Structure
Source
Synced from packages/sayou-chunking/examples/quick_start_structure.py.
Setup¶
Split structured text and record lists using StructureSplitter.
StructureSplitter has two operating modes selected automatically based on
the block's type and content:
| Mode | Trigger | Use case |
|---|---|---|
| Text mode | content is a string |
Legal text, contracts, articles |
| Record mode | type="record" and content is a list |
Transcripts, log lines, CSV rows |
Text mode — splits on a user-defined regex pattern first
(structure_pattern), then applies RecursiveSplitter on any section
that still exceeds chunk_size.
Record mode — groups list records by either:
- chapter_intervals: explicit (start, end, title) time ranges
- window_size: a rolling time window (e.g., every 300 seconds)
import json
from sayou.chunking.pipeline import ChunkingPipeline
from sayou.chunking.splitter.structure_splitter import StructureSplitter
pipeline = ChunkingPipeline(extra_splitters=[StructureSplitter])
print("Pipeline initialized.")
Text Mode: Article-based Split¶
Legal and regulatory documents often use numbered articles as primary
structural boundaries. Pass a regex structure_pattern that matches
those boundaries; StructureSplitter splits there first and then handles
any oversized sections with recursive sub-splitting.
Each chunk carries:
- metadata.parent_structure_idx — zero-based section index
- metadata.chunk_id — {doc_id}_s{section} or {doc_id}_s{section}_p{part}
legal_text = """\
제1조 (목적)
이 약관은 Sayou Fabric 플랫폼의 이용 조건을 규정합니다.
모든 이용자는 본 약관에 동의하는 것으로 간주됩니다.
제2조 (이용 범위)
이용자는 상업적 제품에 플랫폼을 통합할 수 있으며,
문서 및 사용자 접점에서 출처 표기를 유지해야 합니다.
제3조 (금지 행위)
역설계, 무단 배포, 재라이선싱은 엄격히 금지됩니다.
위반 시 즉각적인 이용 정지 조치가 취해집니다.
제4조 (면책 조항)
플랫폼은 현 상태로 제공되며 운영사는 특정 목적 적합성을
보증하지 않습니다.
"""
text_chunks = pipeline.run(
{
"content": legal_text,
"metadata": {"id": "contract"},
"config": {
"chunk_size": 300,
"chunk_overlap": 0,
"structure_pattern": r"제\d+조",
},
},
strategy="structure",
)
print("=== Text Mode: Article-based Split ===")
for chunk in text_chunks:
idx = chunk.metadata.get("parent_structure_idx", "?")
print(f" [section {idx}] {chunk.content[:70]!r}")
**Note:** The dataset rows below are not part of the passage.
PR #123, opened 2018-04-09
Update CI Signal role in README.md

AishSundar:
From my understanding and past history, the CI Signal lead also monitors and tracks issues with the Upgrade / downgrade tests as well. Modifying the README to reflect this.

### DIFF
--- a/README.md
+++ b/README.md
@@ -200,8 +200,8 @@ be familiar with the release process and remain ready to discharge the responsib
   finding manual testing volunteers, and ensuring any issues discovered are communicated widely and fixed quickly
 
 ### CI Signal Lead
-- Ensures that all non-upgrade test CI provides a clear go/no-go signal for the release
-- Tracks and finds owners to fix any issues with any (non-upgrade) tests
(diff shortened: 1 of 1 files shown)


AishSundar:
@spiffxp - Thanks for pointing me to the Upgrade lead notes. Deleted the section. 

While I plan to cover the first 3 points that were listed under Upgrade lead role, I am not sure if CI Signal lead should support the following:

- Organizes the manual upgrade testing efforts, including setting up instructions for manual testing,
-  finding manual testing volunteers, and ensuring any issues discovered are communicated widely and fixed quickly.

If you feel its comes under the Signal lead jurisdiction I am happy to add, but will need support from others in RT to get it going.

spiffxp:
I'm in favor of dropping manual upgrade testing entirely, it's something we haven't done for a while AFAIK (I know it wasn't happening while I was 1.9 CI signal lead)

If we find ourselves in a position where manual testing needs to happen, we've probably got bigger problems, so I imagine the team as a whole would be rallying around the effort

Text Mode: HTML / Code Fence Detection¶
StructureSplitter auto-selects for HTML and code-fence content when
strategy="auto" and the block type is "html" or content starts with
<html. Pass strategy="structure" explicitly to force selection.
html_content = """\
<html>
<body>
<h1>Introduction</h1>
<p>This document covers the basics of RAG pipelines.</p>
<h2>Chunking</h2>
<p>Chunking divides documents into retrieval-ready pieces.</p>
</body>
</html>
"""
html_chunks = pipeline.run(
{
"content": html_content,
"metadata": {"id": "html_doc"},
"config": {"chunk_size": 200, "chunk_overlap": 0},
},
strategy="structure",
)
print("\n=== Text Mode: HTML ===")
for chunk in html_chunks:
print(f" [{chunk.metadata.get('chunk_id')}] {chunk.content[:60]!r}")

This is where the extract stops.